A Câmara do Bombarral embargou a obra mas por questões ligadas à sua execução e não por esta ser ilegal, visto que a Direcção Geral do Património Cultural (DGPC) deu parecer positivo ao projecto, ainda que de forma condicionada.

A olho nu basta uma visita ao local para se perceber que há algo de errado numa construção quase encostada ao muro que ladeia o monumento do séc. XVI que se situa precisamente à entrada da aldeia e logo a seguir ao Santuário do Senhor Jesus do Carvalhal. As obras estão ao nível das fundações e ameaçam crescer paredes meias com a capela até se transformarem numa moradia, com muro e piscina, de acordo com a Câmara do Bombarral, que diz ter emitido o licenciamento deste projecto a 19 de Março depois de a DGPC o ter aprovado em a 30 de Setembro do ano passado.

Em resposta a perguntas do PÚBLICO, o município diz que “cumpriu com toda a legislação existente”, mas que não ouviu o Patriarcado (proprietário da capela) porque este “não é entidade de referência”.

Opinião contrária tem o pároco do Carvalhal, Aníbal Pinto, que diz que “é uma vergonha o que está a acontecer” porque a moradia põe em causa a envolvente de um imóvel “que é um encanto e uma beleza”. O padre diz que está “indignado” com uma obra que teve início há poucos dias com a deposição de “pedregulhos e de entulho” junto à capela e pergunta “como é que a Câmara permitiu uma coisa destas’”. 
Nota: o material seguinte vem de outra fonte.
PR #489, opened 2021-09-23
TranslationViewCell verse play/pause button

muhajirdev:
### Summary
Make the play button in TranslationViewCell render conditionally (play or pause). Based on highlighedLocation data

## Notes
- first commit is simpler but without "loading support"
- second commit is with loading support but contains more changes


src/redux/slices/AudioPlayer/state.ts
```diff
@@ -1,3 +1,4 @@
+/* eslint-disable max-lines */
```
muhajirdev, line 1: need to breakdown this file into separate line, but will do it if this PR is approved.

tifa2UP (approved):

PR #493, opened 2021-09-25
Fix broken hrefs in the link component

tifa2UP:
### Summary
Our link components didn't work before. Passing an href (like in the homepage welcome message) caused the href on the anchor tag to be null making it uninteractive.

### DIFF
--- a/src/components/dls/Link/Link.tsx
+++ b/src/components/dls/Link/Link.tsx
@@ -23,7 +23,7 @@ type LinkProps = {
 const Link: React.FC<LinkProps> = ({ href, children, newTab = false, variant, download }) => (
   <Wrapper shouldWrap={!download} wrapper={(node) => <NextLink href={href}>{node}</NextLink>}>
     <a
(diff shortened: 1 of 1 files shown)


src/components/dls/Link/Link.tsx
```diff
@@ -23,7 +23,7 @@ type LinkProps = {
 const Link: React.FC<LinkProps> = ({ href, children, newTab = false, variant, download }) => (
   <Wrapper shouldWrap={!download} wrapper={(node) => <NextLink href={href}>{node}</NextLink>}>
     <a
-      href={download ? href : undefined}
```
muhajirdev, line 26: hmmm, interesting. Nextjs Link wants `href` inside the `a`. 
If this is the case maybe we can 
- just do `href={href}` directly 
- or use `passHref` in `NextLink` not sure if this one will works or not

tifa2UP: gonna do href={href} this is what makes sense to me as well

PR #498, opened 2021-09-25
New Audio player follow-up design polish

tifa2UP:
### Summary
* Reduce the height of the player on desktop and mobile (currently uses negative margin, the time and button should be combined into a single component) 
* Use total time instead of remaining time

### Mobile Screenshots

| Before | After |
| ------ | ------ |
| 2021-09-25 at 16 49 25 | 2021-09-25 at 16 49 38 |

### Desktop Screenshots

| Before | After |
| ------ | ------ |
| 2021-09-25 at 16 48 43 | 2021-09-25 at 16 47 52 |

### DIFF
--- a/src/components/AudioPlayer/AudioPlayerSlider.tsx
+++ b/src/components/AudioPlayer/AudioPlayerSlider.tsx
@@ -7,12 +7,11 @@ import { triggerSetCurrentTime } from './EventTriggers';
 import useAudioPlayerCurrentTime from './hooks/useCurrentTime';
 
 import Slider from 'src/components/dls/Slider';
-import { secondsFormatter, milliSecondsToSeconds } from 'src/utils/datetime';
+import { secondsFormatter } from 'src/utils/datetime';
 
 const NUMBER_OF_STEPS = 100;
 
 type SliderProps = {
-  audioDuration: number;
   isMobileMinimizedForScrolling: boolean;
   audioPlayerElRef: React.MutableRefObject<HTMLAudioElement>;
 };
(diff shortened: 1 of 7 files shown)


src/components/AudioPlayer/AudioPlayerSlider.tsx
```diff
@@ -67,7 +70,7 @@ const AudioPlayerSlider = ({
           max={NUMBER_OF_STEPS}
         />
       </div>
-      <span className={styles.remainingTime}>{secondsFormatter(remainingTime)}</span>
+      <span className={styles.remainingTime}>{secondsFormatter(audioDuration)}</span>
```
osamasayed, line 73: This causes the total time to be very bloated since `audioDuration` is in milliseconds and inside 
`secondsFormatter` we multiple it by 1000 again assuming that it's in seconds (since `currentTime` is in seconds). We have a couple of options here:

1. Keep using `audioDuration` but add a param inside `secondsFormatter` called `isInSeconds` (maybe also rename it to `timeFormatter` or something) to indicate whether the time that was passed to the function is in milliseconds or seconds format and when it's in milliseconds, the following line:

`let formattedTime = new Date(seconds * 1000).toISOString().substr(12, 7);`

should be replaced by:

`let formattedTime = new Date(isInSeconds? time * 1000: time ).toISOString().substr(12, 7);`

2. Use `audioDurationMilliSeconds` instead of `audioDuration` because `audioDurationMilliSeconds` is in seconds already. (Either way`audioDurationMilliSeconds` is a typo that I fixed in the smooth slider PR that wasn't merged and should be renamed to `audioDurationSeconds` because the value has been converted to seconds already.)

Option 2 is slightly worse because we have the value converted already from milliseconds to seconds then inside `secondsFormatter` we will convert it back to milliseconds.

PR #503, opened 2021-09-27
Audio repeat UI

muhajirdev:
### Summary
Prepare the UI for Audio Repeat feature

image

# Notes
- when clicking "repeatVerse" from translationview cell, the model will adapt to the current page's chapterId, instead of current playing audio's chapter id.
- when user is clicking `repeat verse` from there, they probably want to interact with that chapter.


src/components/AudioPlayer/PlaybackControls.tsx
```diff
@@ -1,32 +1,30 @@
...
+import {
+  AudioFileStatus,
+  selectAudioFile,
+  selectAudioFileStatus,
+} from 'src/redux/slices/AudioPlayer/state';
 import { withStopPropagation } from 'src/utils/event';
 
 const PlaybackControls = () => {
   const audioFileStatus = useSelector(selectAudioFileStatus);
+  const audioFile = useSelector(selectAudioFile);
```
tifa2UP, line 22: this check should happen inside of the repeat button to determine if it's going to be disabled.

src/components/AudioPlayer/RepeatButton.tsx
```diff
@@ -0,0 +1,131 @@
+import { useMemo, useState, useEffect } from 'react';
+
+import RepeatIcon from '../../../public/icons/ic_repeat_24px 1.svg';
```
tifa2UP, line 3: nit, this was like this from before, can we rename the svg to repeat.svg

src/components/AudioPlayer/RepeatButton.tsx
```diff
@@ -0,0 +1,131 @@
...
+      name: chapterVersesKey,
+      value: chapterVersesKey,
+      label: chapterVersesKey,
+    }));
+
+    return initialState;
+  }, [chapterId]);
+
+  // eslint-disable-next-line prefer-destructuring
+  const firstVersesRangeItems = rangeVersesItems[0];
```
tifa2UP, line 39: not sure what range items are, what does the variable represent.

src/components/AudioPlayer/RepeatAudioModal/RepeatAudioModal.tsx
```diff
@@ -0,0 +1,130 @@
...
+  // reset repeatVerseRange's `to` and `from`, when chapter changed
+  useEffect(() => {
+    setRepeatVerseRange((prevRepeatVerseRange) => ({
+      ...prevRepeatVerseRange,
+      from: firstVerseKeyInThisChapter,
+      to: lastVerseKeyInThisChapter,
+    }));
+  }, [chapterId, firstVerseKeyInThisChapter, lastVerseKeyInThisChapter]);
+
+  const onClickPlay = () => {
```
tifa2UP, line 69: onPlayClick

src/components/AudioPlayer/RepeatAudioModal/RepeatAudioModal.tsx
```diff
@@ -0,0 +1,130 @@
...
+    onClose();
+  };
+  const onClickCancel = () => {
```
tifa2UP, line 72: onCancelClick

src/components/AudioPlayer/RepeatAudioModal/RepeatAudioModal.tsx
```diff
@@ -0,0 +1,130 @@
...
+    onClose();
+  };
+
+  return (
+    <Modal isOpen={isOpen} onClickOutside={onClose}>
```
tifa2UP, line 77: outsideClick is technically not following the convention. 

https://stackoverflow.com/questions/56051358/function-name-onbuttonclick-or-onclickbutton/56053062

src/components/AudioPlayer/RepeatAudioModal/SelectType.tsx
```diff
@@ -0,0 +1,79 @@
...
+    label: 'Single Verse',
+  },
+  {
+    value: RepeatType.Range,
+    id: RepeatType.Range,
+    label: 'Range of verses',
+  },
+];
+
+const SelectType = ({
```
tifa2UP, line 26: Type generally indicates a TS Type, we should use a different name for the component.

src/components/Verse/AdvancedCopy/SelectorContainer.tsx
```diff
@@ -38,6 +38,7 @@ const SelectorContainer: React.FC<SelectorProps> = ({ type, value, dropdownItems
     <Combobox
       id={type}
       value={value}
+      clearable={false}
```
tifa2UP, line 41: tested this, and it seems that clearable allows clearning (?) by typing back space. Out of scope of this PR, but fyi.

src/components/AudioPlayer/RepeatAudioModal/RepeatAudioModal.tsx
```diff
@@ -0,0 +1,127 @@
...
+            minValue={1}
+            onChange={(val) => setVerseRepetition({ ...verseRepetition, repeatRange: val })}
+            suffix="times"
+          />
+          <RepeatSetting
+            label="Delay between verse"
+            value={delayMultiplierBetweenVerse}
+            minValue={0}
+            onChange={(val) => setDelayMultiplierBetweenVerse(val)}
+            suffix="times"
```
naveed-ahmad, line 114: This should be seconds, step 1. A dropdown would be better here IMO.

tifa2UP (approved):

src/components/AudioPlayer/RepeatAudioModal/RepeatAudioModal.tsx
muhajirdev: i see,
we planned to make the delay relative to the duration of previous ayah. So it will be 1x,2x,3x previous ayah.
maybe the suffix should `x prev ayah` ?

what do you think @naveed-ahmad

Pelos vistos, isso o município não permitiu porque em 11 de Maio embargou as obras devido a “movimentos de terra em área de Reserva Ecológica Nacional que não se encontravam previstas, nem licenciadas no processo de licenciamento”.

Essa movimentação de terras poderá comprometer uma das exigências da DGCP que diz ter “emitido aprovação condicionada à adequação de alguns aspectos do projecto, visando a melhoria da visibilidade do imóvel classificado”, bem como à realização de uma intervenção arqueológica. Intervenção que ainda não foi feita porque a DGCP diz que está a aguardar o Pedido de Autorização de Trabalhos Arqueológicos “com vista ao diagnóstico da presença de vestígios arqueológicos preservados e eventual compatibilização do projecto aprovado com a salvaguarda dos mesmos”.

Aquela entidade confirma ainda que a capela da Nossa Senhora do Socorro é um Imóvel de Interesse Público e que “todas as operações urbanísticas previstas para a área abrangida pela respectiva Zona Geral de Protecção (de 50 metros) carece de parecer vinculativo da DGPC”.

E é isto que Fernanda Quadros, advogada e residente no Carvalhal, considera “incompreensível”. Face à legislação actual, “como é que a DGCP autorizou uma construção que não respeita o perímetro de protecção do monumento?”, questiona.

O empresário Guilherme Collares Pereira, que também vive naquela aldeia, não compreende como se permitiu uma construção “que fica agarrada a dois ou três metros” do monumento. E conta que, há dez anos, houve uma tentativa de ali se construir uma casa, mas que ele próprio escreveu ao Patriarcado e a obra não avançou. “Recebi até uma carta da Igreja a agradecer-me o interesse e a felicitar-me por haver quem se preocupe com a preservação do património”, disse ao PÚBLICO.

A capela em questão data de 1574 e é um monumento singelo, formado por dois corpos distintos (a nave e a capela-mor), o que contrasta com a riqueza do seu interior onde, de acordo com o site da DGPC, “se destacam as linhas estruturais maneiristas, de gosto erudito, e a decoração barroca, patente no programa azulejar e nas pinturas ornamentais”.

O Carvalhal é uma aldeia histórica com 600 anos, conhecida pela sua torre medieval e pelo Santuário do Senhor Jesus do Carvalhal. Recentemente a localidade ficou conhecida por nela terem sido rodados os episódios da série Bem-Vindos a Beirais.